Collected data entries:
※ ※ ※

PR #2656, opened 2021-04-12
Split `CustomDns` into service-side and UI-side classes

jvff:
This PR continues the work to split the Android app so that the service runs in a separate process. This PR focuses on the custom DNS functionality, splitting the `CustomDns` class in two, one for the service side and one for the UI side. The UI side class sends requests to add/remove/replace custom DNS servers, and to enable or disable the functionality. The service side then handles those requests.

The service side class does not need to send any events to the UI side `CustomDns` class because they are included in settings updates sent by the `SettingsListener`.

Git checklist:

---
This change is [Reviewable](https://reviewable.io/reviews/mullvad/mullvadvpn-app/2656)

### DIFF
--- a/android/src/main/kotlin/net/mullvad/mullvadvpn/ipc/Request.kt
+++ b/android/src/main/kotlin/net/mullvad/mullvadvpn/ipc/Request.kt
@@ -2,12 +2,16 @@ package net.mullvad.mullvadvpn.ipc
 
 import android.os.Message as RawMessage
 import android.os.Messenger
+import java.net.InetAddress
 import kotlinx.parcelize.Parcelize
 import org.joda.time.DateTime
 
 // Requests that the service can handle
 sealed class Request : Message.RequestMessage() {
     protected override val messageKey = MESSAGE_KEY
+
+    @Parcelize
+    data class AddCustomDnsServer(val address: InetAddress) : Request()
 
     @Parcelize
     object Connect : Request()
@@ -47,6 +51,18 @@ sealed class Request : Message.RequestMessage() {
 
     @Parcelize
     data class RemoveAccountFromHistory(val account: String?) : Request()
+
+    @Parcelize
+    data class RemoveCustomDnsServer(val address: InetAddress) : Request()
+
+    @Parcelize
+    data class ReplaceCustomDnsServer(
+        val oldAddress: InetAddress,
+        val newAddress: InetAddress
+    ) : Request()
+
+    @Parcelize
+    data class SetEnableCustomDns(val enable: Boolean) : Request()
 
     @Parcelize
     data class SetEnableSplitTunneling(val enable: Boolean) : Request()
--- a/android/src/main/kotlin/net/mullvad/mullvadvpn/service/CustomDns.kt
+++ b/android/src/main/kotlin/net/mullvad/mullvadvpn/service/CustomDns.kt
@@ -36,29 +36,13 @@ class CustomDns(private val endpoint: ServiceEndpoint) {
             }
 
             registerHandler(Request.SetEnableCustomDns::class) { request ->
-                if (request.enable) {
-                    enable()
-                } else {
-                    disable()
-                }
+                setEnabled(request.enable)
             }
         }
     }
 
     fun onDestroy() {
         endpoint.settingsListener.dnsOptionsNotifier.unsubscribe(this)
-    }
-
-    fun enable() {
-        synchronized(this) {
-            changeDnsOptions(true, dnsServers)
-        }
-    }
-
-    fun disable() {
-        synchronized(this) {
-            changeDnsOptions(false, dnsServers)
-        }
     }
 
     fun addDnsServer(server: InetAddress): Boolean {
@@ -100,6 +84,10 @@ class CustomDns(private val endpoint: ServiceEndpoint) {
                 changeDnsOptions(enabled, dnsServers)
             }
         }
+    }
+
+    fun setEnabled(enable: Boolean) {
+        changeDnsOptions(enable, dnsServers)
     }
 
     private fun changeDnsOptions(enable: Boolean, dnsServers: ArrayList<InetAddress>) {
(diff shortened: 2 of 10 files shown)


axti (approved):
> *[Reviewable](https://reviewable.io/reviews/mullvad/mullvadvpn-app/2656)* status: :shipit: complete! all files reviewed, all discussions resolved

___
*[android/src/main/kotlin/net/mullvad/mullvadvpn/service/endpoint/CustomDns.kt, line 27 at r1](https://reviewable.io/reviews/mullvad/mullvadvpn-app/2656#-MY5yIxO6O_QPoFHRdS3:-MY5yIxO6O_QPoFHRdS4:b-kps2ly) ([raw file](https://github.com/mullvad/mullvadvpn-app/blob/38bb3ef000f3aec89400e37aff74898082122530/android/src/main/kotlin/net/mullvad/mullvadvpn/service/endpoint/CustomDns.kt#L27)):*
> ```
> private var dnsServers = ArrayList<InetAddress>()
> ```
I think it is `val` actually and maybe use HashSet, what do you think?

jvff (commented):
> *[Reviewable](https://reviewable.io/reviews/mullvad/mullvadvpn-app/2656)* status: all files reviewed, 1 unresolved discussion (waiting on @jvff)

___
*[android/src/main/kotlin/net/mullvad/mullvadvpn/service/endpoint/CustomDns.kt, line 27 at r1](https://reviewable.io/reviews/mullvad/mullvadvpn-app/2656#-MY5yIxO6O_QPoFHRdS3:-MY6HpnM8nyBycBTzSB3:btw45nb) ([raw file](https://github.com/mullvad/mullvadvpn-app/blob/38bb3ef000f3aec89400e37aff74898082122530/android/src/main/kotlin/net/mullvad/mullvadvpn/service/endpoint/CustomDns.kt#L27)):*
<details><summary><i>Previously, axti (Alex Granin) wrote…</i></summary><blockquote>

> ```
> private var dnsServers = ArrayList<InetAddress>()
> ```
I think it is `val` actually and maybe use HashSet, what do you think? 
</blockquote></details>

Yeah, The problem with the `HashSet` is that it loses the insertion order, and I think that's important when passing the information to the tunnel. If I'm not mistaken, the device will try the DNS servers in order.

I'm not really sure what happens with repeated addresses. I'd expect it to be only used once, but it could retry it on failure. But that sounds very hacky, we should limit it to be more predictable, and not allow repeated addresses. Maybe `LinkedHashSet` could work here. I'll try that.

I made it `var` because it would change when a new list is received (i.e., when the `settingsListener` notifies of a new `DnsOptions`). But that seems like incorrect semantics, because we later change that list and other parts of the code might not be expecting that. I'll change it to be a `val` and clear it and add only the new elements when a new `DnsOptions` event is received.

Thanks for the heads-up! I'll see if I can fix the issues :+1:

jvff (commented):
> *[Reviewable](https://reviewable.io/reviews/mullvad/mullvadvpn-app/2656)* status: 9 of 10 files reviewed, all discussions resolved (waiting on @axti)

___
*[android/src/main/kotlin/net/mullvad/mullvadvpn/service/endpoint/CustomDns.kt, line 27 at r1](https://reviewable.io/reviews/mullvad/mullvadvpn-app/2656#-MY5yIxO6O_QPoFHRdS3:-MY6UwYBEJCLaRZXn4mu:bhgs2bn) ([raw file](https://github.com/mullvad/mullvadvpn-app/blob/38bb3ef000f3aec89400e37aff74898082122530/android/src/main/kotlin/net/mullvad/mullvadvpn/service/endpoint/CustomDns.kt#L27)):*

Yeah, The problem with the `HashSet` is that it loses the insertion order, and I think that's important when passing the information to the tunnel. If I'm not mistaken, the device will try the DNS servers in order.

I'm not really sure what happens with repeated addresses. I'd expect it to be only used once, but it could retry it on failure. But that sounds very hacky, we should limit it to be more predictable, and not allow repeated addresses. Maybe `LinkedHashSet` could work here. I'll try that.

I made it `var` because it would change when a new list is received (i.e., when the `settingsListener` notifies of a new `DnsOptions`). But that seems like incorrect semantics, because we later change that list and other parts of the code might not be expecting that. I'll change it to be a `val` and clear it and add only the new elements when a new `DnsOptions` event is received.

※ ※ ※

The answer must reproduce every record exactly.

PR #2656, opened 2021-04-12
Split `CustomDns` into service-side and UI-side classes

jvff:
This PR continues the work to split the Android app so that the service runs in a separate process. This PR focuses on the custom DNS functionality, splitting the `CustomDns` class in two, one for the service side and one for the UI side. The UI side class sends requests to add/remove/replace custom DNS servers, and to enable or disable the functionality. The service side then handles those requests.

The service side class does not need to send any events to the UI side `CustomDns` class because they are included in settings updates sent by the `SettingsListener`.

Git checklist:

---
This change is [Reviewable](https://reviewable.io/reviews/mullvad/mullvadvpn-app/2656)

### DIFF
--- a/android/src/main/kotlin/net/mullvad/mullvadvpn/ipc/Request.kt
+++ b/android/src/main/kotlin/net/mullvad/mullvadvpn/ipc/Request.kt
@@ -2,12 +2,16 @@ package net.mullvad.mullvadvpn.ipc
 
 import android.os.Message as RawMessage
 import android.os.Messenger
+import java.net.InetAddress
 import kotlinx.parcelize.Parcelize
 import org.joda.time.DateTime
 
 // Requests that the service can handle
 sealed class Request : Message.RequestMessage() {
     protected override val messageKey = MESSAGE_KEY
+
+    @Parcelize
+    data class AddCustomDnsServer(val address: InetAddress) : Request()
 
     @Parcelize
     object Connect : Request()
@@ -47,6 +51,18 @@ sealed class Request : Message.RequestMessage() {
 
     @Parcelize
     data class RemoveAccountFromHistory(val account: String?) : Request()
+
+    @Parcelize
+    data class RemoveCustomDnsServer(val address: InetAddress) : Request()
+
+    @Parcelize
+    data class ReplaceCustomDnsServer(
+        val oldAddress: InetAddress,
+        val newAddress: InetAddress
+    ) : Request()
+
+    @Parcelize
+    data class SetEnableCustomDns(val enable: Boolean) : Request()
 
     @Parcelize
     data class SetEnableSplitTunneling(val enable: Boolean) : Request()
--- a/android/src/main/kotlin/net/mullvad/mullvadvpn/service/CustomDns.kt
+++ b/android/src/main/kotlin/net/mullvad/mullvadvpn/service/CustomDns.kt
@@ -36,29 +36,13 @@ class CustomDns(private val endpoint: ServiceEndpoint) {
             }
 
             registerHandler(Request.SetEnableCustomDns::class) { request ->
-                if (request.enable) {
-                    enable()
-                } else {
-                    disable()
-                }
+                setEnabled(request.enable)
             }
         }
     }
 
     fun onDestroy() {
         endpoint.settingsListener.dnsOptionsNotifier.unsubscribe(this)
-    }
-
-    fun enable() {
-        synchronized(this) {
-            changeDnsOptions(true, dnsServers)
-        }
-    }
-
-    fun disable() {
-        synchronized(this) {
-            changeDnsOptions(false, dnsServers)
-        }
     }
 
     fun addDnsServer(server: InetAddress): Boolean {
@@ -100,6 +84,10 @@ class CustomDns(private val endpoint: ServiceEndpoint) {
                 changeDnsOptions(enabled, dnsServers)
             }
         }
+    }
+
+    fun setEnabled(enable: Boolean) {
+        changeDnsOptions(enable, dnsServers)
     }
 
     private fun changeDnsOptions(enable: Boolean, dnsServers: ArrayList<InetAddress>) {
(diff shortened: 2 of 10 files shown)


axti (approved):
> *[Reviewable](https://reviewable.io/reviews/mullvad/mullvadvpn-app/2656)* status: :shipit: complete! all files reviewed, all discussions resolved

___
*[android/src/main/kotlin/net/mullvad/mullvadvpn/service/endpoint/CustomDns.kt, line 27 at r1](https://reviewable.io/reviews/mullvad/mullvadvpn-app/2656#-MY5yIxO6O_QPoFHRdS3:-MY5yIxO6O_QPoFHRdS4:b-kps2ly) ([raw file](https://github.com/mullvad/mullvadvpn-app/blob/38bb3ef000f3aec89400e37aff74898082122530/android/src/main/kotlin/net/mullvad/mullvadvpn/service/endpoint/CustomDns.kt#L27)):*
> ```
> private var dnsServers = ArrayList<InetAddress>()
> ```
I think it is `val` actually and maybe use HashSet, what do you think?

jvff (commented):
> *[Reviewable](https://reviewable.io/reviews/mullvad/mullvadvpn-app/2656)* status: all files reviewed, 1 unresolved discussion (waiting on @jvff)

___
*[android/src/main/kotlin/net/mullvad/mullvadvpn/service/endpoint/CustomDns.kt, line 27 at r1](https://reviewable.io/reviews/mullvad/mullvadvpn-app/2656#-MY5yIxO6O_QPoFHRdS3:-MY6HpnM8nyBycBTzSB3:btw45nb) ([raw file](https://github.com/mullvad/mullvadvpn-app/blob/38bb3ef000f3aec89400e37aff74898082122530/android/src/main/kotlin/net/mullvad/mullvadvpn/service/endpoint/CustomDns.kt#L27)):*
<details><summary><i>Previously, axti (Alex Granin) wrote…</i></summary><blockquote>

> ```
> private var dnsServers = ArrayList<InetAddress>()
> ```
I think it is `val` actually and maybe use HashSet, what do you think? 
</blockquote></details>

Yeah, The problem with the `HashSet` is that it loses the insertion order, and I think that's important when passing the information to the tunnel. If I'm not mistaken, the device will try the DNS servers in order.

I'm not really sure what happens with repeated addresses. I'd expect it to be only used once, but it could retry it on failure. But that sounds very hacky, we should limit it to be more predictable, and not allow repeated addresses. Maybe `LinkedHashSet` could work here. I'll try that.

I made it `var` because it would change when a new list is received (i.e., when the `settingsListener` notifies of a new `DnsOptions`). But that seems like incorrect semantics, because we later change that list and other parts of the code might not be expecting that. I'll change it to be a `val` and clear it and add only the new elements when a new `DnsOptions` event is received.

Thanks for the heads-up! I'll see if I can fix the issues :+1:

jvff (commented):
> *[Reviewable](https://reviewable.io/reviews/mullvad/mullvadvpn-app/2656)* status: 9 of 10 files reviewed, all discussions resolved (waiting on @axti)

___
*[android/src/main/kotlin/net/mullvad/mullvadvpn/service/endpoint/CustomDns.kt, line 27 at r1](https://reviewable.io/reviews/mullvad/mullvadvpn-app/2656#-MY5yIxO6O_QPoFHRdS3:-MY6UwYBEJCLaRZXn4mu:bhgs2bn) ([raw file](https://github.com/mullvad/mullvadvpn-app/blob/38bb3ef000f3aec89400e37aff74898082122530/android/src/main/kotlin/net/mullvad/mullvadvpn/service/endpoint/CustomDns.kt#L27)):*

Yeah, The problem with the `HashSet` is that it loses the insertion order, and I think that's important when passing the information to the tunnel. If I'm not mistaken, the device will try the DNS servers in order.

I'm not really sure what happens with repeated addresses. I'd expect it to be only used once, but it could retry it on failure. But that sounds very hacky, we should limit it to be more predictable, and not allow repeated addresses. Maybe `LinkedHashSet` could work here. I'll try that.

I made it `var` because it would change when a new list is received (i.e., when the `settingsListener` notifies of a new `DnsOptions`). But that seems like incorrect semantics, because we later change that list and other parts of the code might not be expecting that. I'll change it to be a `val` and clear it and add only the new elements when a new `DnsOptions` event is received.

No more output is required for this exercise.